Wanted: Censor for Pakistan’s Internet
ISLAMABAD (AP) — Pakistan is advertising for companies to install an Internet filtering system that could block up to 50 million Web addresses, alarming free speech activists who fear current censorship could become much more widespread.
Internet access for Pakistan’s some 20 million Web users is less restricted than in many countries in Asia and the Arab world, though some pornographic sites and those seen as insulting to Islam are blocked. Others related to separatist activities or army criticism have also been, or continue to be, censored.
Few nations have so publicly revealed their plans to censor the Web as Pakistan is doing, however. Last month, the government took out newspaper and Web advertisements asking for companies or institutions to develop the national filtering and blocking system.
“They are already blocking a lot of Internet content, and now they are going for a massive system that can only limit and control political discourse,” said Shahzad Ahmad, the director of Bytes for All Pakistan, which campaigns for Internet freedom. “The government has nothing to do with what I choose to look at.”
The government doesn’t currently list the sites it has blocked, or their number, or say who sits on the committee that decides what pages to shut down. Pakistan’s Telecommunication Authority instructs the country’s 50 Internet Service Providers to block sites. The ISPs, which receive their license from the PTA, are obliged to obey.
In November, the PTA ordered cell phone companies to block text messages containing a list of more than 1,500 English words it said were offensive. But the plan was dropped after public ridicule and complaints from cell phone companies about practicality.
The plan to censor the Internet comes amid unease over a set of proposals by a media regulatory body aimed at bringing the country’s freewheeling television media under closer government control. With general elections later this year or earlier next, some critics have speculated the government might be trying to cut down on criticism.
The media proposals call for television stations not to broadcast programs “against the national interest” or those that “undermine its integrity or solidarity as an independent and sovereign country” or “contain aspersions against or ridicule the organs of the State.”
Pakistan’s Information Minister Firdous Ashiq Awan denied Wednesday that the government was seeking to curb the media.
“We want to see the media growing. We want to strengthen it,” Awan said, emphasizing that the proposals were just that, and the government wouldn’t implement them without the media’s consent.
The government advertisements state it wants a system capable of shutting down up to 50 million Web addresses in multiple languages with a processing delay of not less than one millisecond.

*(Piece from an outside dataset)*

PR #24, opened 2026-02-02
feat(provider): add Google Gemini provider

agpituk:
## Summary

Add Google Gemini provider using the official `google.golang.org/genai` SDK. This enables completion, streaming, image understanding, reasoning/thinking, embeddings, and model listing through the unified any-llm interface.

The head of Pakistan’s ISP association, Wahajus Siraj, said he supported the proposed system, saying his ISP and others in the association didn’t have the time or money to take down the sites. He also said rights activists had nothing to worry about.
“They don’t fully understanding the concept of it,” said Siraj. “This is not new censorship. It’s making the manual system more efficient. I respect their point of view, but decent freedom of speech should not be blocked.”
Siraj, who sits on the board of the government-run technology fund seeking proposals for the blocking system, said there had been many expressions of interest to create the system, including from two Western firms. He declined to name them.
Websense Inc., a San Diego-based Internet security firm, has already said it is not bidding for the Pakistan project.
“We call on other technology providers to also do the right thing for the citizens of Pakistan and refuse to submit a proposal for this contract,” it said in a statement. “Broad government censorship of citizen access to the Internet is morally wrong.”
U.S. technology companies have been criticized for helping foreign governments censor the Internet to their citizens. Cisco Systems Inc., which makes networking equipment that could be used in official efforts to monitor and control Internet use, is often cited; the company insists it does not provide any government with any special capabilities and cannot control what its customers do with the products.
Like in many Asian countries where pornographic materials are banned, Pakistan currently tries to block adult websites. It also seeks to censor what it sees as “blasphemous” content toward Islam, as other Muslim nations do.
In 2008, the government blocked YouTube because of anti-Islamic movies on the site; in 2010, it blocked Facebook for two weeks amid anger over a page that encouraged users to post images of Islam’s Prophet Muhammad.
Other sites that have, or continue to be blocked, are those containing news and views from Baluchistan, a southwestern province where a separatist insurgency has simmered for years in the face of army crackdowns. There have been other cases where sites have been blocked apparently after they triggered the anger of members of the military and political elite. Rollingstone.com has been offline since July last year, reportedly because it ran a short story critical of the amount of budgetary funds allocated to the army. Rollingstone.com didn’t return e-mails seeking comment.
Asked for comment, the telecommunication authority sent a statement that explained the blocking system was being installed because the Pakistani people wanted a “ban on blasphemous and objectionable contents that were being used to harass, deface and blackmail the innocent citizens of Pakistan.”
Blocking pornographic websites and those seen insulting to Islam is not unpopular in Pakistan; many would say it is obligatory under Islam. Many of the most high-profile blocks have been a result of court orders acting on petitions from members of the public.
“I’m with the government on this one. They have right the intention,” said Ahmjad Alvi, founder of Brainnet, one of the country’s first ISPs. “Think of the kids.”